Investigative Reporting Gets a Boost from HuffPo, non-profits

Aldus Pius Manutius

Aldus Manutius, printing innovator

Investigative journalism is getting small boosts of support from the Huffington Post and the lesser-known New England First Amendment Center, good  news for a shrinking sector and another signal of the important role non-profits may play in rebuilding the costliest kinds of reporting.

The HuffPo announced Sunday that it is collaborating with Atlantic Philanthropies to create a $1.75 million fund to finance investigative reporting that will initially focus on the economy;  the effort will employ 10 journalists. As we embark on a multi-trillion-dollar bailout of our financial system, we need as many skilled people probing the public and private sectors to follow the disbursement of funds as well as to track the policy issues involved.

Meanwhile, NEFAC announced that it would be sponsoring a free all-day conference at The Boston Globe for “professional and civic journalists and for those who work in related areas, such as non-profit employees who monitor government action.”

It will kick off with a session that examines how strong newsrooms are built around a lasting awareness of FOI issues and how access to public records serves as a driving force behind quality reporting.

via NEFAC to Offer Free Investigative Reporting, FOI Workshop.

Jay Rosen, new media guru at New York University, pratically crowed on Twitter: “I TOLD you bloggers vs journalists is over. Boston workshop on investigative journalism welcomes citizen journalists.”

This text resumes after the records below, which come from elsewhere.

PR #4158, opened 2023-06-09
Expand test for decreases clause inference and module refinement

### LINKED ISSUE #4156: Refinement and autoReq don't work well together
### Dafny version

4.1.0

```dafny
// RUN: %baredafny verify %args --rprint:"%t.rprint" "%s" > "%t"
// RUN: %OutputCheck --file-to-check "%t.rprint" "%s"
// Two 'requires x > 3' occur in 'CalledFunction'
// And two should be generated in 'RefinedFunction'
// So there should be no fifth
// CHECK: requires x > 3
// CHECK: requires x > 3
// CHECK: requires x > 3
// CHECK: requires x > 3
// CHECK-NOT: requires x > 3

module Refined {
  function {:autoReq} RefinedFunction(x: int): int
}

module Refining refines Refined {
  function RefinedFunction(x: int): int {
    CalledFunction(x)
  }
  
  function CalledFunction(x: int): int
    requires x > 3 {
    2
  }
}

module RefiningSquare refines Refining {

}
```

```code
The above test fails because in RefiningSquare, RefinedFunction has 'requires x > 3' twice
```

### What happened?

_

Linux

keyboardDrummer:
Fixed #4156


RustanLeino (changes requested):
I'm actually a bit surprised that this change has any effect at all. But even so, three problems remain:

One problem is that the `decreases` clause generated from `multiset{}` does not have a trigger. The trigger should be the `_s2s_0 in multiset{}` expression that's part of the generated set comprehension.

The idea of adjusting the generated `decreases` clause (as you argued in PR #4149) is growing on me. That is, resolution of `reads` clauses is a little special because it's specifically looking for expressions that can be turned into a set of `object`. This should then be taken into account when generating a `decreases` clause from the `reads` clause. But--and here lies the second problem--there are more cases to consider than the three given in the new tests, because `reads` clauses also allow functions to be listed (in particular, each expression in a `reads` clause can be of type `object`, collection of `object`, or function to a collection of `object`). These need to be considered, too. Here are some tests for them:

``` dafny
abstract module P {
  predicate k(o: object) reads (() => {o})
  predicate l(o: object) reads ((x: int) => [o])
  predicate n(o: object) reads ((y: real, z: real) => multiset{o})

  predicate k'() reads (() => {})
  predicate l'() reads ((x: int) => [])
  predicate n'() reads ((y: real, z: real) => multiset{})
} 

module Q refines P {
  predicate k(o: object) { true }
  predicate l(o: object) { true }
  predicate n(o: object) { true }

  predicate k'() { true }
  predicate l'() { true }
  predicate n'() { true }
}
```

A possible way out here is to never support the function-to-object-collection expressions in the reads-to-decreases clause generation (which I think would be fine).

The third problem is that removing the empty-set literal, as the change in PR #4149 does, changes the behavior of Dafny. The following program illustrates:

``` dafny
predicate m()
  reads {}
{
  m'({}, 0)
}

predicate m'(s: set<object?>, j: nat)
  reads {}
  decreases s, j // note, explicit decreases clause
{
  if s == {} then true else m()
}
```

Previously, Dafny inferred `decreases {}` for `m()`, which makes this program verify. But not inferring any `decreases` clause for `m()` causes this program to not verify. Clearly, my program here is rather artificial, but I don't see any good reason to make a special case for the empty-set literal. (I'd prefer generating `var empty: set<object> := {}; empty`.)

keyboardDrummer:
```
predicate m()
  reads {}
{
  m'({}, 0)
}

predicate m'(s: set<object?>, j: nat)
  reads {}
  decreases s, j // note, explicit decreases clause
{
  if s == {} then true else m()
}
```

It's hard for me to decide how I would like the decreases inference for this program to work. Indeed the previous inference that inferred `decreases {}` for `m` works, but that's only because the `reads {}` clause is there which isn't needed in the first place, so it seems coincidental. In general, I expect generating decreases clauses on literals not to be an effective way of passing the termination check.

That said, I'll bring back the old behavior.

> I'd prefer generating `var empty: set<object> := {}; empty`

Out of scope: it would be nice if we could skip introducing the variable, to just write `{}: set<object>`. This could be a compiler only expression construct, or maybe even a user facing one, if the syntax still fits in our existing grammar.

> One problem is that the decreases clause generated from multiset{} does not have a trigger. The trigger should be the _s2s_0 in multiset{} expression that's part of the generated set comprehension.

I think I've done this for the set comprehension expressions generated by decreases clause generation, but not in `BoundsDiscovery.FrameArrowToObjectSet`, where it seems useful as well. I haven't done this because I don't understand why these trigger annotations have to be added in the first place.

RustanLeino (dismissed):
Good work! It's interesting that, in the end, the fix consisted of using `NormalizeExpand()` a couple of times, adding the `IsEmptySet` disjunct to one of the guards, and filling in the trigger explicitly.

In the Boogie code we now generate, I investigated three things:
* One could imagine generating `set x | x in S` instead of `set x | x in S :: s`. However, the current facility for doing so creates an unresolved set comprehension and we want a resolved one. It does not seem worth it to add another `SetComprehension` constructor, since the extra `:: s` makes no difference other than when pretty printing the Dafny code.
* One could imagine that Dafny's trigger-selection machinery would pick out the trigger in `set x | x in S :: s` automatically. If so, we wouldn't have to generate one explicitly here. Dafny does do this if `S` is a sequence, but it does not do it if `S` is a set display or multiset display. The reason for that is that the translator rewrites such expressions into a disjunction of equalities; for example, `x in {a, b, c}` is rewritten into `x == a || x == b || x == c`, and--relevant for our purposes here--`x in {}` is rewritten into `false`. Such expressions cannot be used as triggers, so Dafny instead generates a "no trigger" warning. To avoid such warnings, we need to generate the triggers explicitly, which this PR now does.
* The set comprehensions generated from the _functions_ in the reads clauses don't have good triggers. However, this was the case before this PR, too, so the only difference is that there's now one such warning for the reads clause and one such warning for the inferred decreases clause. That seems fine.

Regarding your "out of scope" comment, I agree. It would be nice if Dafny supported more `as` expressions, like `{} as set<object?>`.

robin-aws (approved):
Re-approving after test fix from master merge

In its news release, HuffPo notes that its “venture is reminiscent of ProPublica, a nonprofit independent newsroom funded by The Sandler Foundation and headed by Paul Steiger, former managing editor of The Wall Street Journal. ProPublica works with a $10 million budget.” In a recent speech at the Society of Silurians, Steiger told the journalists there that he expected investigative and overseas reporting to find funding from a combination of non-profit models — the ballet or NPR.

Huffington Post blogger Jeff Jarvis thinks the numbers will work:

I’ve been hoping to get the resources to preform an audit of the current resource allocation in journalism: Take a town, add up all the journalistic spending there (paper, TV, radio, magazine) and then see how much is spent on investigative reporting (I’ll wager it will be tiny; a fraction of a percent of the total) as well as the beat reporting that feeds it – and judge the value of the results.

When we see that number, I predict, it will be feasible to imagine support from foundations and the public (that is, in the NPR and Spot.US models) to pay for investigative journalism. Indeed, I’ll bet that we could multiply the amount spent on and the output of investigative reporting today. This is how to subsidize news. It’s happening now, as ProPublica stories run in The New York Times. That is a form of subsidy.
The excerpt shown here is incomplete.